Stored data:
BEGIN

PR #9366, opened 2023-02-10
fix(core): use static element ref property

N1XUS:
Changed view child references to element ref for some components to reduce the level of inclusion.


mikerodonnell89 (dismissed):
Something with platform radio is not working, in the first example I can no longer use the arrow keys to navigate through the radio buttons in the group

g-cheishvili (approved):
I already like where this is going. Approve

InnaAtanasova (approved):

PR #9368, opened 2023-02-10
[WIP/blocked] fix(cdk,platform): table input arrow keys

mikerodonnell89:
According to the accessibility guidelines, table cells that are navigable via keyboard should not automatically focus their inner focusable children when navigated to. User should press enter/f2 to change to "edit mode" where the inner child will be focused. They can press enter/f2 again or escape to leave edit mode. 

Note that this PR does not have a base of main but instead the table keyboard branch by @platon-rov


platon-rov (changes requested):
Hey, when you noticed this https://github.com/SAP/fundamental-ngx/pull/9324#discussion_r1102135587 i realized that the only way to fix it by switching to this f2-based solution. So i applied it and this pr should be closed thou.

mikerodonnell89:
Closing in favor of #9324

Issue #8985, opened 2022-11-22
multi input vs. multi combo


droshev:
#### Is this a bug, enhancement, or feature request?
bug and enhancement (maybe even a breaking change)

#### Briefly describe your proposal.
The current implementations of `core` `multi-input` and `platform` `multi-input` and `multi-combo` do not follow the design guidelines at 100%. The goal of this ticket is to:
- [x] introduce `multi-combo` in `core` package
- [ ] review the existing implementations and apply the proper styling and behaviour, especially, the more items and reviewing the tokens

Design Guidelines
- https://experience.sap.com/fiori-design-web/multi-combobox/
- https://experience.sap.com/fiori-design-web/multiinput/
- https://experience.sap.com/fiori-design-web/multiinput/#reviewing-tokens

additional items to be considered transferred from #7611 

- [x] Multi-input - revisit the keyboard - TBD
- [x] Multi-input: [this PR](https://github.com/SAP/fundamental-ngx/pull/7588) allows the user to tab to the expand key to open the dropdown of selectable options. However the user then must shift+tab back to the input part of the multi-input, then press tab, to focus the first item in the list. Instead we should have an additional tab keypress, or down arrow press, focus the first item in the dropdown
- [x] Multi-input: both the checkbox and the entire list item receive tab focus
- [x] Multi-input (core): adding new tokens example. Type a new token and submit it with the enter key. The token is not added to the tokenizer and when opening the dropdown, is not visible in the list. However you will notice the token has been added to the total count (the "View All" count as increased) and the new item has been added next to the "Selected:" text. - was already fixed 
![image](https://user-images.githubusercontent.com/6586561/219009237-665f3d90-eeb6-456f-ace7-f7b64f007f61.png)

droshev:
Maybe we can combine this task with bringing all the platform features into core and deprecating the platform ones?

N1XUS:
Additionally. in platform multi-input component it's impossible to unset the selected item by clicking on the checkbox, or on the item itself

PR #9390, opened 2023-02-15
fix(platform): multi-input bugfixes

N1XUS:
## Related Issue(s)

relates #8985

## Description
- Fixed `reset` functionality with reactive forms example;
- Fixed focused item when dropdown is opened;
- Fixed issue with focusing the checkbox;

### DIFF
--- a/libs/platform/src/lib/form/multi-input/multi-input.component.ts
+++ b/libs/platform/src/lib/form/multi-input/multi-input.component.ts
@@ -373,14 +373,14 @@ export class PlatformMultiInputComponent extends BaseMultiInput implements OnIni
     setAsSelected(item: MultiInputOption[]): void {
         this._selected = item;
         this.inputText = '';
-        this.markListItemsAsSelected();
+        this._markListItemsAsSelected();
     }
 
     /**
      * @hidden
      * Mathod for marking items in dropdown as selected.
      */
-    markListItemsAsSelected(): void {
+    _markListItemsAsSelected(): void {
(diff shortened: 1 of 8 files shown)


InnaAtanasova:
Regarding this part of the fix: `Fixed focused item when dropdown is opened;`
Is it an expected behaviour? When I type the letter `a`, the first item is focussed but I can no longer type in the input field. What if there's a very long list of items and the user needs to scroll through 100+ items to reach the desired item when they can write 2nd or 3rd letter and get there faster?

Screenshot 2023-02-15 at 3 22 36 PM

InnaAtanasova:
First item focus issue steps to reproduce:
type the letter `a` => the first item of the list is selected=>press the arrow down to go to the item below=> you need to press the arrow key twice to move to the other item.

Screenshot 2023-02-15 at 3 28 13 PM

libs/platform/src/lib/form/multi-input/multi-input.component.ts
```diff
@@ -366,6 +373,18 @@ export class PlatformMultiInputComponent extends BaseMultiInput implements OnIni
...
         this._selected = item;
         this.inputText = '';
+        this.markListItemsAsSelected();
+    }
+
+    /**
+     * @hidden
+     * Mathod for marking items in dropdown as selected.
+     */
+    markListItemsAsSelected(): void {
```
platon-rov, line 383: if hidden let's add `_` prefix

platon-rov (approved):

PR #9391, opened 2023-02-15
chore(ci,deps): latest typescript, nx plugins refactoring, linting issues

platon-rov:
## Related Issue(s)

Closes none.

## Description

Fixes broken "sap component" nx generator by bumping up typescript version. Additionally, minor refactoring was done.

## Screenshots

No visual changes.

PR #9403, opened 2023-02-17
fix: type error

mikerodonnell89:
fixes none

Type error, possibly related to new dependencies in #9391 but this fixes it ahead of time

### DIFF
--- a/libs/cdk/src/lib/utils/directives/focusable-item/focusable-item.directive.ts
+++ b/libs/cdk/src/lib/utils/directives/focusable-item/focusable-item.directive.ts
@@ -84,7 +84,7 @@ export class FocusableItemDirective implements HasElementRef {
     private _tabbable = true;
 
     /** @hidden */
-    private _timerId: number | null;
+    private _timerId: any | null;
 
     /** @hidden */
     @HostBinding('attr.tabindex')
--- a/libs/cdk/src/lib/utils/directives/focusable-item/focusable-item.directive.ts
+++ b/libs/cdk/src/lib/utils/directives/focusable-item/focusable-item.directive.ts
@@ -84,7 +84,7 @@ export class FocusableItemDirective implements HasElementRef {
     private _tabbable = true;
 
     /** @hidden */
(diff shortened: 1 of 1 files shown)


libs/cdk/src/lib/utils/directives/focusable-item/focusable-item.directive.ts
```diff
@@ -84,7 +84,7 @@ export class FocusableItemDirective implements HasElementRef {
     private _tabbable = true;
 
     /** @hidden */
-    private _timerId: number | null;
+    private _timerId: any | null;
```
N1XUS, line 87: You can use https://www.typescriptlang.org/docs/handbook/utility-types.html#returntypetype:
```
private _timerId: ReturnType<typeof setTimeout> | null;
```

N1XUS (approved):

libs/cdk/src/lib/utils/directives/focusable-item/focusable-item.directive.ts
```diff
@@ -84,7 +84,7 @@ export class FocusableItemDirective implements HasElementRef {
     private _tabbable = true;
 
     /** @hidden */
-    private _timerId: number | null;
+    private _timerId: ReturnType<typeof setTimeout> | null;
```
g-cheishvili, line 87:
```suggestion
    private _timerId: ReturnType<typeof global.setTimeout> | null;
```
This should fix it. Basically ts confuses node and web environments

libs/cdk/src/lib/utils/directives/focusable-item/focusable-item.directive.ts
mikerodonnell89: thanks!

libs/cdk/src/lib/utils/directives/focusable-item/focusable-item.directive.ts
mikerodonnell89: sounds good

PR #9420, opened 2023-02-20
fix: platform table keyboard dnd

### LINKED ISSUE #9137: [Accessibility][Sourcing]: Drag drop table rows not possible using keyboard
Bug

User is not able to perform drag and drop of rows using keyboard
This is currently possible only using mouse and is blocker for disabled users

Angular 13.x.x
   "@fundamental-ngx/core": "0.35.4",
    "@fundamental-ngx/platform": "0.35.4",

Try to drag and drop a fdp-table row using keyboard

Blocker for guided sourcing customers

mikerodonnell89:
fixes #9137 

Focus a cell, press and hold alt/option key and use the up/down arrow keys to move it. Currently has the same behavior as mouse drag and drop


platon-rov (changes requested):
Behavior doesn't look predictable, some when moving up/down doesn't take effect, here is a short video

https://user-images.githubusercontent.com/20265336/220942854-5cb92d3f-76f0-491e-990c-6307a747aab2.mov

mikerodonnell89:
> Behavior doesn't look predictable, some when moving up/down doesn't take effect, here is a short video

This is simply working the same way as if you were to click and drag the item one row up or down, so I think this can be considered the intended behavior. We have been talking about needing various platform table dnd improvements, I've created an issue here https://github.com/SAP/fundamental-ngx/issues/9421

g-cheishvili (changes requested):
After one successful drag with keyboard, focus was lost and it is kinda hard to guess where next action will go 😀

g-cheishvili:
After you group something with `alt/option+arrow down` you can not ungroup it. Focus is fixed though.
The same thing happens with mouse interaction, if you drag one item into another, there is no way to ungroup it, dragging child item above parent does not do anything

mikerodonnell89:
> After you group something with `alt/option+arrow down` you can not ungroup it. Focus is fixed though. The same thing happens with mouse interaction, if you drag one item into another, there is no way to ungroup it, dragging child item above parent does not do anything.
> 
> Expectation probably is that after arrow down action, arrow up will set child on a level of a parent

Yes, we'll worry about that here: #9421

Issue #9228, opened 2023-01-16
Defect Hunting Sprint 107


InnaAtanasova:
Please list the issues you've found during the defect hunting.

mikerodonnell89:
A handful of https://github.com/SAP/fundamental-ngx/issues/9225 still need some work

droshev:
- [ ] platform table with toolbar - https://fundamental-ngx.netlify.app/#/platform/table make the toolbar with overflow

mikerodonnell89:
All on Core:
- [ ] Action sheet - clicking the control button when the action sheet is already open does not close it. This is not the case with menu, popover, etc

- [ ] Avatar group, group type example, there are certain parts of the overflow button you can click that won't open the popover
<img width="216" alt="Screenshot 2023-02-20 at 5 50 31 PM" src="https://user-images.githubusercontent.com/2471874/220220912-c09a3b5e-bc0a-4356-b0ae-39776113d121.png">

- [ ] List - sometimes pressing shift+tab to focus the element before the list doesn't work. Doesn't always happen

- [ ] List - mouse click the 5th item in the list to focus it. Then press shift+tab. This moves the focus to the first item in the list. Press shift - this moves the focus back to the 5th item

- [ ] Multi-combobox - cannot navigate to or select items from the popover list via keyboard only

- [ ] Multi-input - when I first open the complex popover, only the state text displays. The secondary text displays on subsequent popover closes/opens. Before:
<img width="858" alt="Screenshot 2023-02-20 at 6 09 04 PM" src="https://user-images.githubusercontent.com/2471874/220222582-7a8c506f-2ce1-4140-9202-da3775f44d3a.png">
After:
<img width="592" alt="Screenshot 2023-02-20 at 6 09 42 PM" src="https://user-images.githubusercontent.com/2471874/220222643-a4a55e6a-8531-4882-bbb3-7e68f926491d.png">

- [ ] Search field popover items missing focus radius
<img width="229" alt="Screenshot 2023-02-20 at 6 12 41 PM" src="https://user-images.githubusercontent.com/2471874/220222958-638e7119-6f37-41ec-a620-c56ee3d52052.png">

- [ ] Compact select, control button focus - cannot see the top and bottom sides of the focus box.
compact:
[...]

PR #9435, opened 2023-02-22
fix(core): fixed dialog body redundant elements

g-cheishvili:
## Related Issue(s)

part of #9228 

## Description

Updated scrollbar component to be the directive, instead of component


libs/core/src/lib/scrollbar/scrollbar.directive.ts
```diff
@@ -96,7 +100,24 @@ export class ScrollbarComponent {
     /**
      * @hidden
      */
-    constructor(private _elementRef: ElementRef<HTMLElement>) {}
+    constructor(private _elementRef: ElementRef<HTMLElement>) {
+        scrollbarElementsQuantity++;
+        const platform = inject(PLATFORM_ID);
+        if (!styleSheet && isPlatformBrowser(platform)) {
+            styleSheet = new CSSStyleSheet();
+            styleSheet.replace(scrollbarStyles.cssSource).then(() => {
```
N1XUS, line 108: You can use `replaceSync` so you don't have to work with promises

libs/core/src/lib/scrollbar/scrollbar.module.ts
```diff
@@ -1,11 +1,11 @@
...
 
-import { ScrollbarComponent } from './scrollbar.component';
+import { ScrollbarDirective } from './scrollbar.directive';
 
 @NgModule({
-    declarations: [ScrollbarComponent],
-    imports: [CommonModule],
-    exports: [ScrollbarComponent]
+    declarations: [],
+    imports: [CommonModule, ScrollbarDirective],
```
N1XUS, line 8: Do you need `CommonModule` at all?

N1XUS (approved):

END

| WHAT YOU WILL DO |
Go line by line through the records and copy those that contain the word "overflow".

| OUTPUT OF THE TASK |
- [ ] platform table with toolbar - https://fundamental-ngx.netlify.app/#/platform/table make the toolbar with overflow
- [ ] Avatar group, group type example, there are certain parts of the overflow button you can click that won't open the popover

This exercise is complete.